Forte Retired

October 31, 2009

Over the next few years we find that we will be forced to retire certain words entirely from the English language or, at a minimum, require that persons using them be specially licensed. The first to be retired entirely, at least from spoken English, is forte, when used to mean “strength.”

forte

"No Doubt About It Vince, the End Around Is Ferguson's Forte "

We have searched spoken media carefully and can find no instance whatsoever wherein the word ever has been pronounced correctly. As apparently only lexicographers know, when used to describe strength it is pronounced fort, exactly like the strong, fortified place so often occupied by John Wayne and Randolph Scott in the westerns of yesteryear. When describing strength forte is never pronounced for-tay.

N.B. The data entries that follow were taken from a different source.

PR #4720, opened 2025-03-03
fix(core/rust): correctly extend SwipeAttach animation duration

matejcik:
so that it covers the interval from the Attach event until timer running out.

Without this change, it is possible to slip in a TouchStart event before the animation timer has had a chance to start, and lose the matching TouchEnd.

This fixes the problem where a user wildly tapping on the screen can start a hold-to-confirm and have it run without holding.


matejcik:
Note that there's multiple versions of `lazy_start` across the codebase and the same bug probably exists in those others. It's not that important because none of the others wrap a Hold-to-confirm button. But it would be nice to have a general abstraction for AttachAnimation.

PR #4721, opened 2025-03-03
Fix delizia set brightness setting

obrusvit:
[no changelog]


bosomt:
**QA OK**

tested on T3T1 fad9682201cf9289bba2adb66e6e07ed1cf78936 by swiping an taping during `trezorctl set brightness`

PR #4727, opened 2025-03-04
feat(core): double glyphs on t3w1 terminal

cepetr:
This PR improves the readability of text on the terminal on T3W1 by doubling the character width and height and adding a small Y offset.

The terminal window size on T3W1 is now 31x31 characters, which seems sufficient for RSOD purposes.

On other models, the terminal screen remains unchanged.


TychoVrahe (approved):
lgtm

PR #4729, opened 2025-03-04
fix BLE issue command return value

TychoVrahe:
This PR fixes a bug that `ble_issue_command` function always returned false for some commands.


cepetr (approved):
utACK

PR #4735, opened 2025-03-05
add device ID to prodtest

TychoVrahe:
This PR adds device ID storing capability - OTP block is allocated and commands for writing and reading device ID are added to prodtest.

The QR code in prodtest is altered to show device ID instead of batch.


core/embed/projects/prodtest/main.c
```diff
@@ -165,13 +165,11 @@ static void usb_init_all(void) {
...
 static void show_welcome_screen(void) {
-  char dom[32] = {0};
-  // format: {MODEL_IDENTIFIER}YYMMDD
-  if ((sectrue ==
-           flash_otp_read(FLASH_OTP_BLOCK_BATCH, 0, (uint8_t *)dom, 32) &&
-       dom[31] == 0 && cstr_starts_with(dom, MODEL_IDENTIFIER))) {
-    screen_prodtest_info(dom, strlen(dom), dom + sizeof(MODEL_IDENTIFIER) - 1,
-                         strlen(dom) - sizeof(MODEL_IDENTIFIER) + 1);
+  char device_id[32] = {0};
+  if ((sectrue == flash_otp_read(FLASH_OTP_BLOCK_DEVICE_ID, 0,
```
cepetr, line 169: How about this version that uses fewer hardcoded constants and modified condition for detection whether the block is programmed or not:

```c
char device_id[FLASH_OTP_BLOCK_SIZE];

if ((sectrue == flash_otp_read(FLASH_OTP_BLOCK_DEVICE_ID, 0,
                                 (uint8_t *)device_id, sizeof(device_id)) &&
                                 (device_id[0] != 0xFF)) {
    screen_prodtest_info(device_id, strnlen(device_id, sizeof(device_id) - 1));
}
```

core/embed/projects/prodtest/main.c
```diff
@@ -165,13 +165,11 @@ static void usb_init_all(void) {
...
+                                 (uint8_t *)device_id, 32) &&
```
cepetr, line 170: Shouldn't we show batch id as before if the device id is not present?

cepetr (changes requested):

core/embed/projects/prodtest/main.c
TychoVrahe: fixed https://github.com/trezor/trezor-firmware/commit/717111864a63d8e8934290c1651efceaba6ff789

core/embed/projects/prodtest/main.c
TychoVrahe: i don't think its needed

cepetr (approved):

Issue #4623, opened 2025-02-12
Replace ellipsis icon with "..."


ibz:
In `confirm_value_intro` we should use "..." rather than the arrow icon to indicate that the text is not complete, because using the icon suggests that we are actually paginating through the text, which we are not in this case.

![Image](https://github.com/user-attachments/assets/7b2f5040-87ff-4801-9cc2-e146738343a8)
![Image](https://github.com/user-attachments/assets/ba76ffff-d4d5-42db-b33f-b8f71551a516)
![Image](https://github.com/user-attachments/assets/cb6c0140-143a-463b-8344-b2edef34e10a)

ibz:
@Hannsek Do we *actually* want this for TS5 as well? Or is it clear enough in that case - due to the footer text...

PR #4737, opened 2025-03-05
Use "..." ellipsis on "show_more"

ibz:
Separate issue #4623 as a follow-up of #4601. When confirming long messages the first page should show a classic ellipsis (...) instead of the ellipsis icon which might make the user believe that the *continue* button leads to the next page.

### Model T

image

### TS3

image

### TS5

image


ibz:
@Hannsek Please confirm the UI!

core/embed/rust/src/ui/layout_bolt/theme/mod.rs
```diff
@@ -607,6 +607,11 @@ pub const TEXT_MONO: TextStyle = TextStyle::new(fonts::FONT_MONO, FG, BG, GREY_L
     .with_page_breaking(PageBreaking::CutAndInsertEllipsisBoth)
     .with_ellipsis_icon(ICON_PAGE_NEXT, 0)
     .with_prev_page_icon(ICON_PAGE_PREV, 0);
+pub const TEXT_MONO_WITH_CLASSIC_ELLIPSIS: TextStyle =
```
bieleluk, line 610: The name `TEXT_MONO_WITH_CLASSIC_ELLIPSIS` might be a bit confusing. I would personally use something like  `TEXT_MONO_WITH_END_ELLIPSIS` because that's what makes it different from `TEXT_MONO` style.

core/embed/rust/src/ui/layout_bolt/theme/mod.rs
```diff
@@ -607,6 +607,11 @@ pub const TEXT_MONO: TextStyle = TextStyle::new(fonts::FONT_MONO, FG, BG, GREY_L
...
+    TextStyle::new(fonts::FONT_MONO, FG, BG, GREY_LIGHT, GREY_LIGHT)
+        .with_line_breaking(LineBreaking::BreakWordsNoHyphen)
+        .with_page_breaking(PageBreaking::CutAndInsertEllipsis)
+        .with_prev_page_icon(ICON_PAGE_PREV, 0);
```
bieleluk, line 614: Is this line needed if the style uses only the end ellipsis?

core/embed/rust/src/ui/layout_caesar/theme/mod.rs
```diff
@@ -42,9 +42,15 @@ pub const TEXT_MONO: TextStyle = TextStyle::new(fonts::FONT_MONO, FG, BG, FG, FG
     .with_page_breaking(PageBreaking::CutAndInsertEllipsisBoth)
     .with_ellipsis_icon(ICON_NEXT_PAGE, ELLIPSIS_ICON_MARGIN)
     .with_prev_page_icon(ICON_PREV_PAGE, PREV_PAGE_ICON_MARGIN);
+pub const TEXT_MONO_WITH_CLASSIC_ELLIPSIS: TextStyle =
+    TextStyle::new(fonts::FONT_MONO, FG, BG, FG, FG)
+        .with_page_breaking(PageBreaking::CutAndInsertEllipsisBoth)
```
bieleluk, line 47: The `bolt` text style with the same name had different page breaking: `CutAndInsertEllipsis`. Is there some reason for that?

core/embed/rust/src/ui/layout_delizia/theme/mod.rs
```diff
@@ -741,6 +741,11 @@ pub const TEXT_MONO: TextStyle = TextStyle::new(fonts::FONT_MONO, GREY_EXTRA_LIG
     .with_page_breaking(PageBreaking::CutAndInsertEllipsisBoth)
     .with_ellipsis_icon(ICON_PAGE_NEXT, 0)
     .with_prev_page_icon(ICON_PAGE_PREV, 0);
+pub const TEXT_MONO_WITH_CLASSIC_ELLIPSIS: TextStyle =
+    TextStyle::new(fonts::FONT_MONO, GREY_EXTRA_LIGHT, BG, GREY, GREY)
+        .with_line_breaking(LineBreaking::BreakWordsNoHyphen)
+        .with_page_breaking(PageBreaking::CutAndInsertEllipsisBoth)
```
bieleluk, line 747: Same point as for the `caesar` text style.

core/embed/rust/src/ui/layout_bolt/theme/mod.rs
ibz: > because that's what makes it different from TEXT_MONO style

I think that what makes it special is the fact that the ellipsis is not an icon, but a "classic" ellipsis. :) Do we have a better name for that? You are right that there is also the difference that the ellipsis is only at the end, but I think I could also change that, because it should be irrelevant - what matters is that it gets rendered as "..."

core/embed/rust/src/ui/layout_caesar/theme/mod.rs
ibz: Good catch, I think it should be this way everywhere. The point of the new style is to render the ellipsis as "...", not to not render it for previous page...

bieleluk (approved):

bosomt:
@Hannsek @ibz 

Probably not expected that ... is only used on first page and ↩️ is used on second and third page..

Screenshot 2025-04-22 at 13 40 51
Screenshot 2025-04-22 at 13 40 55
Screenshot 2025-04-22 at 13 40 59

**Info:**
 - Suite version: web 25.5.0 (388c30102f807266a9e52c2f4dbcbdcf417b561e)
 - Browser: Mozilla/5.0 (Macintosh; Intel Mac OS X 10_15_7) AppleWebKit/537.36 (KHTML, like Gecko) Chrome/135.0.0.0 Safari/537.36
 - OS: MacIntel
 - Screen: 5120x1440
 - Device: Trezor T3B1 2.8.10 regular (revision 9037c398eb47aa5f5230b076e3ec3e62d8deb1dd)
 - Transport: WebUsbTransport

Hannsek:
It is. Ellipsis on the screen in the main flow indicates that the data is not fully displayed and users should check them in the "side menu flow".

But I admit it might not be clearest on TS3.

bosomt:
@Hannsek one more question, should i send follow up issue ?

see screenshot , signing long BTC message
first screenshot is when signing without showing whole message
second screenshot is when selecting `view all data` in `///` menu


image


image


Hannsek:
I think it is ok, no? What's the problem here?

It is entirely proper, when describing a person’s strength to say, “His forte (pronounced fort) is hitting the long ball,” or “During a difficult trial, her forte (pronounced fort) is a convincing closing argument.” But, alas, the poor word is overwhelmed by mispronunciation. Say it correctly at a party and even your educated friends will slowly edge their way towards the cheese board.

forte

"I Said Forte! I Want The Tympani to Rattle Their Teeth!!"

As a spoken word we will continue to allow the use of forte by musicians. Here, the word indeed is correctly pronounced for-tay, (or, by a few, for-tay. It means loud.

Yes, indeed, you’ll get some strange looks even from your more educated friends but it is perfectly acceptable to say his forte as a musician seems to come in the forte passages.

But the smart thing is to never, ever use the word in polite company.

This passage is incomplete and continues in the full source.